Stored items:

Issue #1622, opened 2021-03-14
When viewing files by commit ref, Delete option should be disabled


itaiad200:

shamikakumar:
Can I work on this issue ?

itaiad200:
All yours @shamikakumar .
Adding some information: In the below image, when viewing the objects by commit ref, Delete button should not be displayed.
![image](https://user-images.githubusercontent.com/9861474/111639533-03cdd580-8804-11eb-9e5f-92f8cff03390.png)

PR #1677, opened 2021-03-25
Fix/disable delete #1622

shamikakumar:
Implemented #1622


johnnyaug (changes requested):
Hey @shamikakumar, thank you for working on this issue!
I've tested it and it works great. I would like to suggest a solution with less code duplication: since the only component to be hidden is the `Dropdown.Item`, could you apply the condition only to it, without copying the `Dropdown.Menu`?

shamikakumar:
sure, let me fix that

johnnyaug (approved):
Thank you very much @shamikakumar!

PR #1679, opened 2021-03-25
Avoid logging v2 sigs on failure

arielshaqed:
Auth headers are inherently unsafe: if Eve can read (just) headers and can guess message
contents, then she can fix a broken message and replay it slightly later.

Easiest just to avoid logging bad headers.  If there is a problem record the actual HTTP
requests and responses on the client and send them out of band.


arielshaqed:
Found by LGTM.com.

ozkatz (approved):

PR #1682, opened 2021-03-25
Limit length of graveler serialization

arielshaqed:
Found by LGTM: a user with access to lakeFS and its backing object storage could...

1. Forge a range or metarange graveler file with too-long (multi GiB) values;
2. Convince a lakeFS server to read that range or metarange server;
3. Commit or merge, causing that lakeFS server to overflow when computing the desired length
   of a serialization buffer;
4. Crash that lakeFS server goroutine, possibly denying service to that branch;
5. Sorry, no clear path ends in "???; PROFIT!".

Easiest to fix it so we don't need to explain ourselves to new users and/or know we can safely
ignore this on LGTM.com.


ozkatz (approved):
Thanks!

arielshaqed:
Thanks!

PR #1685, opened 2021-03-28
proposal doc for staging with a queue

arielshaqed:
Very preliminary "let's do Raft (or Kinesis)" design doc.  Happy to hear opinions.

It is actually quite similar to Oz' "S3 + kv store" proposal: batching to improve performance, staging tokens, a degree of optimism when writing.

Assuming no gaping holes, the next stage is to analyze expected performance, cost of queue (if Kinesis), and differences.


nopcoder (approved):

arielshaqed:
This might become the basis for an in-memory Raft kv store, but otherwise it is entirely subsumed by #2466 combined with #3091 .

Closing -- thanks @ozkatz for considering this for #2466!

Issue #1511, opened 2021-02-24
Actions runs information and output can be access through our storage (no postgres)


nopcoder:
In order to reduce the use of Postgres, we can use the underlying storage with the run manifest information to supply the list and get of action's hook information.

### Solution
1. How to support listing of action runs without relaying on Postgres. 
    - using the fact the run_id can be sorted by date due to its naming format, we can use the bucket listing API to sort by latest date.
    - Parse the run.manifest stored in the object storage to get the action runs details
    - Using pagination, we will reduce the number of files we need to parse in each listing operation. (The action runs listing capability is paginated (p.size = 25) and therefore we don't expect performance hit with the parsing action).
2. How to support filtering by commit id and by branch 
    - We will index each action run two times as follows:
   
```
    _lakefs/actions/log/<runid>/run.manifest #includes the action run's details
    metadata/lakefs_actions/	
    	/commits/<commit_id>/<run_id>  #/commits/<commit_id>/ represents the index 
    	/branches/<branch_name>/<run_id>  #/branches/<branch_name>/ represents the index 
```
- To filter by commit id/branch:
        -   go to `metadata/lakefs_actions/commits/<commit_id>/` or `metadata/lakefs_actions/branches/<branch_name>/`
        -         get all the run ids associated with the commit/branch
        -         construct the path of the run. manifest for each run_id
        -         read the run.manifest files 

3. How to keep the action runs data consistent
    - We only keep a single source of truth with the action details - the run.manifest file.
    - The order in which we write the data will guarantees that no action run is persisted without making it filterable. The order of writes (divided into pre and post commit stages) -
        1. Pre-commit - 
        -- (1) branch_idx/run_id
        -- (2) run_id/run.manifest 
        3. Post-commit - 
        -- (1) commit_idx/run_id 
        -- (2) rewrite run.manifest
        If step a.2 and b.2 ended successfully, it is filterable by branch name and commit id compatibly. 
    - We will need to add a verification step on the filter consumer side. Before displaying an action run by branch, verify that its run.manifest file exists, and fails otherwise. That is, If step a.1 succeeded but step a.2 failed, the consumer of `branch_idx/run_id` will exclude this run.
4. How to update the commit id associated with an action run
    - Add the commit index file (see section 3, step b.1)
    - The post-commit stage will rewrite the run.manifest file adding a commit id to it.

PR #3422, opened 2022-05-24
KV Store: Actions implementation

N-o-Z:


pkg/actions/kv_run_results_iterator.go
```diff
@@ -0,0 +1,78 @@
...
+		it:       *it,
+		ctx:      ctx,
+		branchID: branchID,
+		commitID: commitID,
+	}
+}
+
+func (i *KVRunResultIterator) Next() bool {
+	entry := kv.NewMessageEntry((&RunResultData{}).ProtoReflect().Type())
+	for i.it.Next() {
```
itaiad200, line 36: The performance here would be poor. You would always have to scan and parse all runs just to get a few. I realize that we rely on Postgres for easy filtering until now, but we can't read everything all runs every time a user clicks on a `Actions` tab in the UI.

N-o-Z: The only way to avoid it is by adding the branch id and/or commit id the the key's path. WDYT? It will mean that we will need to read only the key.

itaiad200: Do we even use `SetIf` in Actions kv implementation? If not, we'll face the same issues as in #1511

N-o-Z: I don't really understand how SetIf is connected to the result iterator. Can you explain?

pkg/actions/service.go
```diff
@@ -260,29 +331,50 @@ func (s *Service) saveRunManifestObjectStore(ctx context.Context, manifest RunMa
...
+func (s *KVService) storeRun(ctx context.Context, run *RunResultData, repoID string) error {
+	runKey := getRunPath(repoID, run.RunId)
+	err := s.Store.SetMsg(ctx, runKey, run)
+	if err != nil {
+		return fmt.Errorf("save run result (runKey %s): %w", runKey, err)
+	}
+
+	// Save secondary index by BranchID
+	bk := kv.FormatPath(getRunByBranchPath(repoID, run.BranchId), run.RunId)
+	err = s.Store.SetIf(ctx, []byte(bk), []byte(runKey), nil)
```
itaiad200, line 365: You implicitly created a format for secondary indexes. I'm fine with the simplicity of it, I just wonder if it doesn't need a type of its own. When this simple schema evolves, you won't have proto for backward compatibility.

pkg/actions/service.go
```diff
@@ -326,117 +418,117 @@ func buildRunManifestFromTasks(record graveler.HookRecord, tasks [][]*Task) RunM
...
-		}
-		// return if nothing was updated
-		if res.RowsAffected() == 0 {
-			return nil, nil
+	runKey := getRunPath(repositoryID, runID)
+	run := RunResultData{}
+	_, err := s.Store.GetMsg(ctx, runKey, &run)
+	if err != nil {
+		if errors.Is(err, kv.ErrNotFound) {
+			return nil // nothing to update
```
itaiad200, line 431: How is this possible?

pkg/actions/service.go
```diff
@@ -326,117 +418,117 @@ func buildRunManifestFromTasks(record graveler.HookRecord, tasks [][]*Task) RunM
...
 		}
+		return fmt.Errorf("run id: %w", err)
+	}
+	if run.CommitId == commitID { // return if no update is required
+		return nil
```
itaiad200, line 436: And this? Which flow brings us here?

pkg/actions/service.go
```diff
@@ -326,117 +418,117 @@ func buildRunManifestFromTasks(record graveler.HookRecord, tasks [][]*Task) RunM
...
+	}
 
-		// read run information
-		runResult, err := s.getRunResultTx(tx, repositoryID, runID)
-		if err != nil {
-			return nil, err
-		}
-		manifest = &RunManifest{Run: *runResult}
+	// delete secondary keys
+	err = s.deleteRunSecondaryKeys(ctx, &run, repositoryID)
```
itaiad200, line 440: Why are we deleting these?

pkg/actions/service.go
```diff
@@ -260,29 +331,50 @@ func (s *Service) saveRunManifestObjectStore(ctx context.Context, manifest RunMa
...
-		}
-		return nil, nil
-	})
-	return err
+	return nil
+}
+
+func (s *KVService) storeRun(ctx context.Context, run *RunResultData, repoID string) error {
+	runKey := getRunPath(repoID, run.RunId)
+	err := s.Store.SetMsg(ctx, runKey, run)
```
itaiad200, line 358: I think the order here is wrong. 

If you first set the Run and then the secondary indexes, it's much harder to check if you're in inconsistent state. For example, you created the Run, but failed to create the indexes. Getting all runs will return this specific run. To validate that the state is consistent, you would have to look for all secondary indexes, which some are ok to be missing - like with branch index for tags.

If you set the secondary indexes first, the inconsistent state is to have it pointing to a non-existing Run. I think it's easier to validate because (a) the index is pointing at it (b) in most flows you would need to read it regardless.

pkg/actions/service.go
```diff
@@ -326,117 +418,117 @@ func buildRunManifestFromTasks(record graveler.HookRecord, tasks [][]*Task) RunM
...
-			repositoryID, runID, hookRunID)
-		if err != nil {
-			return nil, fmt.Errorf("get task result: %w", err)
+func (s *KVService) GetRunResult(ctx context.Context, repositoryID string, runID string) (*RunResult, error) {
+	runKey := getRunPath(repositoryID, runID)
+	m := RunResultData{}
+	_, err := s.Store.GetMsg(ctx, runKey, &m)
+	if err != nil {
+		if errors.Is(err, kv.ErrNotFound) {
+			err = fmt.Errorf("%s, %w", err, ErrNotFound) // Wrap error for compatibility with DBService
```
itaiad200, line 502: I'm not so sure what's the type of the returned error here. 
```suggestion
			err = fmt.Errorf("%s: %w", err, ErrNotFound) // Wrap error for compatibility with DBService
```

pkg/actions/service.go
```diff
@@ -70,28 +82,87 @@ func (r *TaskResult) LogPath() string {
...
+}
+
+func getRunByBranchPath(repoID, branchID string) string {
+	return kv.FormatPath(actionsPrefix, repoID, branchPrefix, branchID)
+}
 
-func NewService(ctx context.Context, db db.Database, source Source, writer OutputWriter, stats stats.Collector, runHooks bool) *Service {
+func getRunByCommitPath(repoID, commitID string) string {
+	return kv.FormatPath(actionsPrefix, repoID, commitPrefix, commitID)
+}
```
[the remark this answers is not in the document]
itaiad200: A suggestion to treat this as a REST API, longer but more readable paths. I think it would also help us expanding the API as we continue to improve the actions service.

1. Run path: 
	`actions/repos/<repoID>/runs/<runID>`
2. Tasks per Run path:
	`actions/repos/<repoID>/runs/<runID>/tasks/<hookRunID>`
3. Run by Branch path:
	`actions/repos/<repoID>/branches/<branchID>/runs/<runID>`
4. Run by Commit path:
	`actions/repos/<repoID>/commits/<commitID>/runs/<runID>`

pkg/api/auth_middleware_test.go
```diff
@@ -12,8 +12,16 @@ import (
 	"github.com/treeverse/lakefs/pkg/auth/model"
 )
 
-func TestAuthMiddleware(t *testing.T) {
```
itaiad200, line 15: How was the `AuthMiddleware` impacted by this PR? 
The downside for testing everything twice is the runtime of the tests. It's not a big deal though..

pkg/api/db_controller_test.go
```diff
@@ -0,0 +1,2218 @@
+package api_test
```
itaiad200, line 1: Copying this amount of code, even if it's a test code, would lead to a huge maintenance overhead and possible bugs where new test code is only written in one of these. Maybe an env var to switch between the two DB implementations would save us the trouble?

pkg/api/serve_test.go
```diff
@@ -187,32 +203,49 @@ func setupClientWithAdminAndWalkerFactory(t testing.TB, factory catalog.WalkerFa
...
+			kvEnabled: true,
+		},
 	}
-	expectedErrMsg := api.ErrInvalidAPIEndpoint.Error()
-	errMsg := resp.JSONDefault.Message
-	if errMsg != expectedErrMsg {
-		t.Fatalf("client response error message: %s, expected: %s", errMsg, expectedErrMsg)
+	for _, tt := range tests {
+		t.Run(tt.name, func(t *testing.T) {
+			handler, _ := setupHandler(t, tt.kvEnabled)
```
itaiad200, line 221: `kvEnabled` value is meaningless for this test, so why should we test this?

pkg/kv/store_message.go
```diff
@@ -51,62 +51,133 @@ func (s *StoreMessage) DeleteMsg(ctx context.Context, path string) error {
...
 }
 
 type MessageEntry struct {
 	Key   string
 	Value protoreflect.ProtoMessage
 }
 
-func NewMessageIterator(ctx context.Context, store Store, msgType protoreflect.MessageType, prefix string) (*MessageIterator, error) {
+func NewMessageEntry(msg protoreflect.MessageType) *MessageEntry {
+	return &MessageEntry{
```
itaiad200, line 64: It's strange that a `NewMessageEntry` returns a  `MessageEntry` with uninitialzed fields.

pkg/kv/store_message.go
```diff
@@ -51,62 +51,133 @@ func (s *StoreMessage) DeleteMsg(ctx context.Context, path string) error {
...
+		Key:   "",
+		Value: msg.New().Interface(),
+	}
+}
+
+type MessageIterator interface {
+	Next() bool
+	Entry(key *string, value *protoreflect.ProtoMessage) error
```
itaiad200, line 72: What does `Entry(...)` do? please document.

pkg/kv/store_message.go
```diff
@@ -51,62 +51,133 @@ func (s *StoreMessage) DeleteMsg(ctx context.Context, path string) error {
...
-func (m *MessageIterator) Next() bool {
+func (m *PrimaryIterator) Next() bool {
 	if m.err != nil {
 		return false
 	}
 	return m.itr.Next()
 }
 
-func (m *MessageIterator) Entry() *MessageEntry {
+func (m *PrimaryIterator) Entry(key *string, value *protoreflect.ProtoMessage) error {
```
itaiad200, line 99: Now I get it. I think we should be aligned with the original store implementation:
```suggestion
func (m *PrimaryIterator) Entry(value *protoreflect.ProtoMessage) (*MessageEntry, error) {
```

pkg/kv/store_message.go
```diff
@@ -51,62 +51,133 @@ func (s *StoreMessage) DeleteMsg(ctx context.Context, path string) error {
...
-		return nil
+		return ErrNotFound
 	}
-	msg := m.msgType.New().Interface()
-	err := proto.Unmarshal(entry.Value, msg)
-	if err != nil {
-		m.err = fmt.Errorf("unmarshal proto data for key %s: %w", string(entry.Key), err)
-		return nil
+	if value != nil {
+		err := proto.Unmarshal(entry.Value, *value)
```
itaiad200, line 105: You're passing the value type of `value`. Is this on purpose ?

pkg/kv/store_message.go
```diff
@@ -51,62 +51,133 @@ func (s *StoreMessage) DeleteMsg(ctx context.Context, path string) error {
...
 
-func (m *MessageIterator) Close() {
+func (m *PrimaryIterator) Close() {
 	m.itr.Close()
 }
+
+// SecondaryIterator MessageIterator implementation for secondary key
+// The iterator iterates over the given prefix, extracts the primary key value from secondary key and then returns
+// the proto message and primary key
+type SecondaryIterator struct {
```
itaiad200, line 130: If we'll use proto for secondary indexes, we won't have to create special iterators for them.

pkg/kv/store_message.go
```diff
@@ -51,62 +51,133 @@ func (s *StoreMessage) DeleteMsg(ctx context.Context, path string) error {
...
+
+func (s *SecondaryIterator) Entry(key *string, value *protoreflect.ProtoMessage) error {
+	secondary := s.itr.Entry()
+	if secondary == nil {
+		return ErrNotFound
+	}
+
+	if value != nil {
+		data, err := s.store.Get(s.ctx, secondary.Value)
+		if err != nil {
```
itaiad200, line 160: Notice that ErrNotFound here needs to be ignored. Otherwise you may always find yourself in a failure loop.
Inconsistencies may occur in the KV world and the user (e.g. the action service) needs to be aware of that and handle gracefully to secure the operation of the service in all possible states.

pkg/kv/store_message_test.go
```diff
@@ -19,8 +19,7 @@ const modelPrefix = "tm"
```
itaiad200, line 19: I think we're missing tests for the new Iterators and all the possible states that the store may be at in any given time.

pkg/actions/service_test.go
```diff
@@ -33,108 +44,44 @@ func NewActionStatsMockCollector() ActionStatsMockCollector {
...
 
-			username, pass, ok := r.BasicAuth()
-			require.True(t, ok)
-			require.Equal(t, "some_username", username)
-			require.Equal(t, "some_password", pass)
+func GetKVService(t *testing.T, ctx context.Context, source actions.Source, writer actions.OutputWriter, stats stats.Collector, runHooks bool) actions.Service {
+	t.Helper()
+	kvStore := kvtest.GetStore(ctx, t)
+	return actions.NewService(ctx, kv.StoreMessage{Store: kvStore}, source, writer, stats, runHooks)
+}
```
itaiad200, line 66: Great stuff!! If only Github would know to recognize that indentations are not a change..

itaiad200 (commented):
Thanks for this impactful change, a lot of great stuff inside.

● Problem description: Please output the exact lines of the records above, beginning with the first and stopping after the line that holds "Adding some information: In", and nothing else.

● Worked solution:
Issue #1622, opened 2021-03-14
When viewing files by commit ref, Delete option should be disabled


itaiad200:

shamikakumar:
Can I work on this issue ?

itaiad200:
All yours @shamikakumar .
Adding some information: In the below image, when viewing the objects by commit ref, Delete button should not be displayed.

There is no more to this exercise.